India Ratings and Research expects cement demand growth to remain sluggish at 5-6 per cent next fiscal.

This is due to the slowdown in the construction and infrastructure sectors.

The growth will be supported by an expected increase in demand from the rural sector and tier-II and -III cities.

There could also be some up tick in demand from the second-half of next fiscal due to an investment allowance for infrastructure projects of Rs 100 crore and above announced in the previous Budget.

Also, election results will impact overall growth in construction activities, said the rating agency.

The sluggish demand may hamper cement companies’ attempt to pass on the increase in operational cost. Freight costs went up 17 per cent in the last fiscal due to an increase in rail freight rates and higher diesel prices.

Profit margins The overall capacity addition may moderate as incremental demand will be lower than supply.

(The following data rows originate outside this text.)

PR #183, opened 2015-07-14
CFY-3074 freeze docker versions

m1keil:


cloudify_cli/bootstrap/tasks.py
```diff
@@ -149,32 +150,27 @@ def _install_docker_if_required(docker_path, use_sudo,
             lgr.error(err)
             raise NonRecoverableError(err)
         try:
-            if current_distro == RHEL7X:
-                # install docker on RHEL 7.x.
-                # https://github.com/docker/docker/issues/11910
-                _run_command('{0} yum-config-manager --enable '
-                             'rhui-REGION-rhel-server-extras'.format(sudo))
-                _run_command('{0} yum install -y docker'.format(sudo))
+            if current_distro in [RHEL7X, CENTOS7X]:
```
nir0s: this is good.. but on a completely unrelated note, tasks.py has this function:

```python
def get_machine_distro():
    distro_info = _run_command('python -c "import platform, json, sys; '
                               'sys.stdout.write(\'{0}\\n\''
                               '.format(json.dumps(platform.dist())))"')
    return json.loads(distro_info)
```

I would replace `platform.dist()` with:
`platform.linux_distribution(full_distribution_name=False)` just because we know to avoid this problem.

cloudify_cli/bootstrap/tasks.py
```diff
@@ -149,32 +150,27 @@ def _install_docker_if_required(docker_path, use_sudo,
...
+                if current_distro == RHEL7X:
+                    # install docker on RHEL 7.x.
+                    # https://github.com/docker/docker/issues/11910
+                    _run_command('{0} yum-config-manager --enable '
+                                 'rhui-REGION-rhel-server-extras'.format(sudo))
+                _run_command('{0} yum install -y docker-1.6.2'.format(sudo))
```
nir0s: just wondering, is there no functional difference between 1.6.2 and 1.5 relevant for us?

cloudify_cli/bootstrap/tasks.py
m1keil: agree but i afraid to touch it

cloudify_cli/bootstrap/tasks.py
m1keil: not one that are forward incompatible

PR #184, opened 2015-07-15
CFY-3160 Test environment for plugin

geokala:


barakm:
@geokala please add some more details about what this command does

PR #198, opened 2015-08-10
Purge packaging binaries

nir0s:


barakm:
@nir0s what is the status here?

nir0s:
Needs to be redone.

PR #211, opened 2015-09-30
CFY-3036 Implement CLI commands for the snapshots API

xwombat:


nir0s:
please fix the tests. thanks.

cloudify_cli/commands/snapshots.py
```diff
@@ -0,0 +1,87 @@
...
+"""
+Handles all commands that start with 'cfy snapshots'
+"""
+
+from cloudify_cli import utils
+from cloudify_cli.logger import get_logger
+from cloudify_cli.utils import print_table
+
+
+def restore(snapshot_id, without_deployments_envs):
```
nir0s: @idanmo or @ran-z, in which scenario do we not want to restore deployment envs?

cloudify_cli/commands/snapshots.py
```diff
@@ -0,0 +1,87 @@
...
+    logger = get_logger()
```
nir0s: @ran-z, I now realize that we're doing the same across all CLI commands, but why are we generating the logger in each function? Why not set a globally accessible logger and, if needed, override it?

cloudify_cli/commands/snapshots.py
```diff
@@ -0,0 +1,87 @@
...
+    management_ip = utils.get_management_server_ip()
+    logger.info("Restoring snapshot '{0}' at management server {1}"
+                .format(snapshot_id, management_ip))
+    client = utils.get_rest_client(management_ip)
+    execution = client.snapshots.restore(snapshot_id,
```
nir0s: Um.. in create, we allow including metrics and excluding creds. It's rather strange that in restore we're not allowing to choose "items" up to the same granularity level. I might want to create snapshots with the metrics constantly but never restore them because while they're mission critical as archived info, I don't want them in my system when restoring. What I'm asking is.. aren't create and restore supposed to be symmetrical?

cloudify_cli/commands/snapshots.py
```diff
@@ -0,0 +1,87 @@
...
+                .format(snapshot_id, management_ip))
+    client = utils.get_rest_client(management_ip)
+    client.snapshots.delete(snapshot_id)
+    logger.info('Deleted snapshot successfully')
+
+
+def upload(snapshot_path, snapshot_id):
+    logger = get_logger()
+    management_ip = utils.get_management_server_ip()
+    logger.info("Uploading snapshot '{0}' at management server {1}"
```
nir0s: at -> to

cloudify_cli/commands/snapshots.py
```diff
@@ -0,0 +1,87 @@
...
+                .format(snapshot_path.name, management_ip))
+    client = utils.get_rest_client(management_ip)
+    snapshot = client.snapshots.upload(snapshot_path.name, snapshot_id)
+    logger.info("Uploaded snapshot, snapshot's id is: {0}"
```
nir0s: Uploaded snapshot with id: {0}

cloudify_cli/commands/snapshots.py
```diff
@@ -0,0 +1,87 @@
...
+    client = utils.get_rest_client(management_ip)
+    execution = client.snapshots.restore(snapshot_id,
+                                         not(without_deployments_envs))
+    logger.info('Started workflow\'s execution id: {0}'.format(execution.id))
+
+
+def create(snapshot_id, include_metrics, exclude_credentials):
+    logger = get_logger()
+    management_ip = utils.get_management_server_ip()
+    logger.info("Creating snapshot '{0}' at management server {1}"
```
nir0s: at -> in

cloudify_cli/commands/snapshots.py
```diff
@@ -0,0 +1,87 @@
...
+    client = utils.get_rest_client(management_ip)
+    snapshot = client.snapshots.upload(snapshot_path.name, snapshot_id)
+    logger.info("Uploaded snapshot, snapshot's id is: {0}"
+                .format(snapshot.id))
+
+
+def download(snapshot_id, output):
+    logger = get_logger()
+    management_ip = utils.get_management_server_ip()
+    logger.info("Downloading snapshot '{0}' ...".format(snapshot_id))
```
nir0s: This should probably be consistent with any other command and printout the management ip.

cloudify_cli/commands/snapshots.py
```diff
@@ -0,0 +1,87 @@
...
+    target_file = client.snapshots.download(snapshot_id, output)
+    logger.info("Snapshot '{0}' has been downloaded successfully as '{1}'"
+                .format(snapshot_id, target_file))
+
+
+def ls():
+    logger = get_logger()
+    management_ip = utils.get_management_server_ip()
+    client = utils.get_rest_client(management_ip)
+    logger.info('Getting snapshots list... [manager={0}]'
```
nir0s: Getting -> Retrieving

cloudify_cli/commands/snapshots.py
ran-z: @nir0s check out logger.py - "get_logger()" doesn't regenerate the logger, it's merely an abstraction for retrieving the logger which would otherwise in fact indeed be globally accessible.

cloudify_cli/config/parser_config.py
```diff
@@ -37,12 +37,24 @@ def blueprint_id_argument():
     }
 
 
+def snapshot_id_argument(hlp = 'The id of the snapshot'):
```
nir0s: can we remove this default value? It is generated elsewhere. Also, it isn't consistent with the rest of the argument definitions.

cloudify_cli/config/parser_config.py
```diff
@@ -37,12 +37,24 @@ def blueprint_id_argument():
...
+    return {
+        'metavar': 'SNAPSHOT_ID',
+        'type': str,
+        'help': hlp,
+        'dest': 'snapshot_id',
+        'default': None,
```
nir0s: @idanmo, maybe we want to allow users to, by default, act upon the latest snapshot?

cloudify_cli/config/parser_config.py
```diff
@@ -166,6 +178,111 @@ def parser_config():
...
+                            '-s,--snapshot-id': argument_utils.remove_completer(
+                                snapshot_id_argument(
+                                    hlp='A unique id that will be assigned to the created snapshot'
+                                )
+                            ),
+                            '--include-metrics': {
+                                'dest': 'include_metrics',
+                                'action': 'store_true',
+                                'default': False,
+                                'help': 'Specify this flag to include metrics data'
```
nir0s: This isn't directly related to this, but for this version, we should probably provide very clear documentation that users cannot backup large sets of metrics (like, 6 months worth or so). In the future, we should probably allows users to specify how many days they want to backup with a default of X days.

cloudify_cli/config/parser_config.py
```diff
@@ -166,6 +178,111 @@ def parser_config():
...
+                            },
+                            '--exclude-credentials': {
+                                'dest': 'exclude_credentials',
+                                'action': 'store_true',
+                                'default': False,
+                                'help': 'Specify this flag to prevent storing credentials'
+                                        'in the snapshot'
+                            }
+                        },
+                        'help': 'command for creating a new snapshots',
```
nir0s: "Creates a new snapshot."

cloudify_cli/config/parser_config.py
```diff
@@ -166,6 +178,111 @@ def parser_config():
...
+                                'action': 'store_true',
+                                'default': False,
+                                'help': 'Specify this flag to include metrics data'
+                                        'in the snapshot'
+                            },
+                            '--exclude-credentials': {
+                                'dest': 'exclude_credentials',
+                                'action': 'store_true',
+                                'default': False,
+                                'help': 'Specify this flag to prevent storing credentials'
```
nir0s: "Do not store credentials in the snapshot."

cloudify_cli/config/parser_config.py
nir0s: "Exclude metrics from snapshot."

cloudify_cli/config/parser_config.py
```diff
@@ -166,6 +178,111 @@ def parser_config():
...
+                            }
+                        },
+                        'help': 'command for creating a new snapshots',
+                        'handler': cfy.snapshots.create
+                    },
+                    'upload': {
+                        'arguments': {
+                            '-p,--snapshot-path': {
+                                'metavar': 'SNAPSHOT_FILE',
+                                'dest': 'snapshot_path',
```
nir0s: do we intend to let users provide a URL instead of a local path for uploading and restoring snapshots?

cloudify_cli/config/parser_config.py
```diff
@@ -166,6 +178,111 @@ def parser_config():
...
+                                'type': argparse.FileType(),
+                                'required': True,
+                                'help': "Path to the manager's snapshot file",
+                                'completer': completion_utils.yaml_files_completer
+                            },
+                            '-s,--snapshot-id': argument_utils.remove_completer(snapshot_id_argument())
+                        },
+                        'help': 'command for uploading a snapshot to the management server',
```
nir0s: "Upload a snapshot to the management server."

cloudify_cli/config/parser_config.py
```diff
@@ -166,6 +178,111 @@ def parser_config():
...
+                            '-s,--snapshot-id': snapshot_id_argument(),
+                            '-o,--output': {
+                                'metavar': 'OUTPUT',
+                                'type': str,
+                                'help': 'The output file path of the snapshot to be downloaded',
+                                'dest': 'output',
+                                'required': False
+                            }
+                        },
+                        'help': 'command for downloading a snapshot from the management server',
```
nir0s: "Download a snapshot from the management server."

cloudify_cli/config/parser_config.py
```diff
@@ -166,6 +178,111 @@ def parser_config():
...
+                        'handler': cfy.snapshots.download
+                    },
+                    'list': {
+                        'help': 'command for listing all snapshots on the '
```
nir0s: "List all snapshots on the management server."

cloudify_cli/config/parser_config.py
```diff
@@ -166,6 +178,111 @@ def parser_config():
...
+                                'Manager',
+                        'handler': cfy.snapshots.ls
+                    },
+                    'delete': {
+                        'arguments': {
+                            '-s,--snapshot-id': snapshot_id_argument()
+                        },
+                        'help': 'command for deleting a snapshot',
```
nir0s: "Delete a snapshot."

cloudify_cli/config/parser_config.py
```diff
@@ -166,6 +178,111 @@ def parser_config():
...
+                        'handler': cfy.snapshots.delete
+                    },
+                    'restore': {
+                        'arguments': {
+                            '-s,--snapshot-id': snapshot_id_argument(),
+                            '--without-deployments-envs': {
+                                'dest': 'without_deployments_envs',
+                                'action': 'store_true',
+                                'default': False,
+                                'help': 'Specify this flag to restore snapshot '
```
nir0s: "Restore snapshot without deployment environments."

cloudify_cli/config/parser_config.py
```diff
@@ -166,6 +178,111 @@ def parser_config():
...
+                                        'without deployments environments'
+                            }
+                        },
+                        'help': 'command for restoring manager to specific snapshot',
```
nir0s: "Restore a management server to a specific snapshot."

cloudify_cli/config/parser_config.py
```diff
@@ -166,6 +178,111 @@ def parser_config():
...
+                    }
+                }
+            },
+            'agents': {
+                'help': "Manages Cloudify's Agents",
+                'sub_commands': {
+                    'install': {
+                        'arguments': {
+                            '-d,--deployment-id': deployment_id_argument(
+                                hlp='The id of the deployment to install agents for, if not provided '
```
nir0s: ... agents for. If ommited, this will install..

cloudify_cli/config/parser_config.py
```diff
@@ -166,6 +178,111 @@ def parser_config():
...
+                                'then command will install agents for all deployments'
+                            ),
+                            '-l,--include-logs': {
+                                'dest': 'include_logs',
+                                'action': 'store_true',
+                                'help': 'A flag whether to include logs in returned events'
```
nir0s: "Whether to include logs in returned events or not."

cloudify_cli/config/parser_config.py
```diff
@@ -166,6 +178,111 @@ def parser_config():
...
+                            }
+                        },
+                        'help':'command for installing agents on deployments',
```
nir0s: "Install deployment agents for deployments."

cloudify_cli/commands/agents.py
```diff
@@ -0,0 +1,137 @@
...
+
+def install(deployment_id, include_logs):
+    workflow_id = 'install_new_agents'
+    logger = get_logger()
+    client = utils.get_rest_client()
+
+    if deployment_id:
+        deps = [deployment_id]
+        if not _deployment_exists(client, deployment_id):
+            logger.info("Deployment '{0}' does not exist"
```
nir0s: this should probably be logger.error (?)

cloudify_cli/commands/agents.py
```diff
@@ -0,0 +1,137 @@
...
+                        .format(deployment_id))
+            raise SuppressedCloudifyCliError()
+        if not _is_deployment_installed(client, deployment_id):
+            logger.info("Deployment '{0}' is not installed"
```
nir0s: same.

cloudify_cli/commands/agents.py
```diff
@@ -0,0 +1,137 @@
...
+                        .format(deployment_id))
+            raise SuppressedCloudifyCliError()
+        logger.info("Installing agent for deployment '{0}'"
+                    .format(deployment_id))
+    else:
+        deps = [dep.id for dep in client.deployments.list()
+                if _is_deployment_installed(client, dep.id)]
+        if not deps:
+            logger.info('There are no deployments installed')
```
nir0s: same.

cloudify_cli/commands/agents.py
```diff
@@ -0,0 +1,137 @@
...
+    threads = [threading.Thread(target=worker, args=(dep_id,))
+               for dep_id in deps]
+
+    for t in threads:
+        t.start()
+    for t in threads:
+        t.join()
+
+    if error_summary:
+        logger.info('Summary:\n{0}\n'.format(
```
nir0s: same.

cloudify_cli/commands/agents.py
```diff
@@ -0,0 +1,137 @@
...
+    for node_instance in client.node_instances.list(deployment_id):
+        if node_instance.state != _NODE_INSTANCE_STATE_STARTED:
+            return False
+    return True
+
+
+def _deployment_exists(client, deployment_id):
+    try:
+        client.deployments.get(deployment_id)
+    except:
```
nir0s: are we sure that we don't need to be more explicit here? The fact that we didn't manage to .get(deployment_id) necessarily means that it doesn't exist?

cloudify_cli/commands/agents.py
nir0s: if we do need to be more explicit but there's no way for us to currently identify whether we failed to get the deployments or that they simply don't exist, maybe the message should say: `"Could not retrieve deployment for deployment_id: {0}.".format(deployment_id)`

cloudify_cli/commands/agents.py
```diff
@@ -0,0 +1,137 @@
...
+from cloudify_cli.exceptions import SuppressedCloudifyCliError
+from cloudify_cli.exceptions import ExecutionTimeoutError
+from cloudify import logs
+
+_NODE_INSTANCE_STATE_STARTED = 'started'
+
+
+def _is_deployment_installed(client, deployment_id):
+    for node_instance in client.node_instances.list(deployment_id):
+        if node_instance.state != _NODE_INSTANCE_STATE_STARTED:
```
nir0s: @idanmo Just making sure that we know that this will return False if we're in the middle of an install workflow. Since this practically checks for an arbitrary node's state.

cloudify_cli/tests/commands/test_snapshots.py
```diff
@@ -0,0 +1,60 @@
...
+
+    def test_snapshots_restore(self):
+        self.client.snapshots.restore = MagicMock()
+        cli_runner.run_cli('cfy snapshots restore -s a-snapshot-id')
+        cli_runner.run_cli('cfy snapshots restore -s a-snapshot-id'
+                           '--without-deployments-workers')
+
+    def test_snapshots_download(self):
+        self.client.snapshots.download = MagicMock(return_value='some_file')
+        cli_runner.run_cli('cfy snapshots download -s a-snapshot-id')
```
nir0s: ehh... there are no tests for errors here like when a deployment_id doesn't exist or a snapshot file is missing... or.. otherwise.

cloudify_cli/config/parser_config.py
konradxyz: If I understand correctly "host agents" then it is exactly what it does.

It installs new agents on application vms and makes sure those agents are connected to current manager.

It is a part of agent upgrade process.

nir0s: It's my bad. ignore.

cloudify_cli/commands/snapshots.py
nir0s: my bad.

cloudify_cli/commands/snapshots.py
xwombat: We were asked to add flags only to create command. If symmetry is something that you want then we can add it in different pull request.

cloudify_cli/config/parser_config.py
xwombat: For this one and all comments below that want to change subcommand help message:
we use help format 'command for ...' because it is consistent with other help messages for subcommands, like in blueprints and deployments. I don't think we want break that.

cloudify_cli/config/parser_config.py
xwombat: Implementing snapshots I modeled on blueprints implementation. In blueprints you are allowed to provide URL so I add that option also to snapshots.

cloudify_cli/commands/agents.py
xwombat: Agents install command should be used directly after snapshots restore. Even if user create/install new deployments in the meantime, then install command should be used only on deployments that were restored from snapshot. Any other scenario is considered as error.

cloudify_cli/config/parser_config.py
xwombat: What do you mean 'Exclude metrics from snapshots.". Metrics are excluded by default.

cloudify_cli/commands/snapshots.py
konradxyz: It was useful for development purposes. It is a lot of faster to restore snapshot without deployment env installation.

simon-bar: Additionally, sometimes you might just want to "tidy up" your ES data when it gets corrupt, without touching dep envs (it lasts long and apart from that you must delete those envs before).

cloudify_cli/config/parser_config.py
nir0s: Just.. to replace the "help" message with this.

cloudify_cli/commands/snapshots.py
nir0s: thanks.

cloudify_cli/commands/snapshots.py
nir0s: Alright. Thank you.

cloudify_cli/config/parser_config.py
nir0s: Alright. Thank you

cloudify_cli/config/parser_config.py
xwombat: Ok, but flag says that metrics will be included. So maybe help message should be "Include metrics to snapshot"?

PR #231, opened 2015-11-12
CFY-4067 - Added flag --force to 'snapshots restore'.

xwombat:


cloudify_cli/config/parser_config.py
```diff
@@ -328,6 +328,13 @@ def parser_config():
                                 'action': 'store_true',
                                 'default': False,
                                 'help': 'Restore snapshot without deployment environments'
+                            },
+                            '--force': {
+                                'dest': 'force',
+                                'action': 'store_true',
+                                'default': False,
+                                'help': 'Specify this flag to skip checking '
```
idanmo: Please change help string to: "Force restoring the snapshot on a dirty manager"

PR #248, opened 2015-12-16
CFY-4066 Remove client side error handling for event errors

dankilman:


cloudify_cli/execution_events_fetcher.py
```diff
@@ -43,19 +42,12 @@ def _fetch_and_process_events_batch(self, events_handler=None):
...
-            events, total = self._client.events.get(
-                self._execution_id,
-                from_event=self._from_event,
-                batch_size=self._batch_size,
-                include_logs=self._include_logs)
-            self._from_event += len(events)
-        except CloudifyClientError, e:
-            # A workaround in a case where events index was not yet created.
-            # This can happen if there were no events sent to logstash.
-            if e.status_code == 500 and 'IndexMissingException' in e.message:
```
ran-z: is this really the same error? i dont see "IndexMissingException" in the message in the CFY-4066 jira
just want to make sure we're not removing a workaround for a different error..

PR #272, opened 2016-01-26
CFY-4393 Delay fetching events after an execution ended

pawelcodilime:


cloudify_cli/execution_events_fetcher.py
```diff
@@ -19,6 +19,7 @@
 
 
 WAIT_FOR_EXECUTION_SLEEP_INTERVAL = 3
+WAIT_BEFORE_FETCHING_LAST_EVENTS_SLEEP_INTERVAL = 2
```
max-orlov: I assume this entire pr is no longer relevant...

tehasdf:
this is obsoleted by #303 which resoled CFY-4393 in a different way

The rating agency expects the profit margins of cement companies to fall by 0.5-1 per cent with non-integrated players suffering the most.

The credit profile of non-integrated players may deteriorate due to limited pricing power and rising costs, it said.

The agency expects the slowdown in construction and allied activities to lower the capacity use for next two fiscals to 70-75 per cent from 76 per cent in FY13.

The capacity use in South-based companies may remain at 58 per cent, in the eastern region it will be 80-85 per cent while in the northern, western and central regional it would range between 70 and 80 per cent, it added.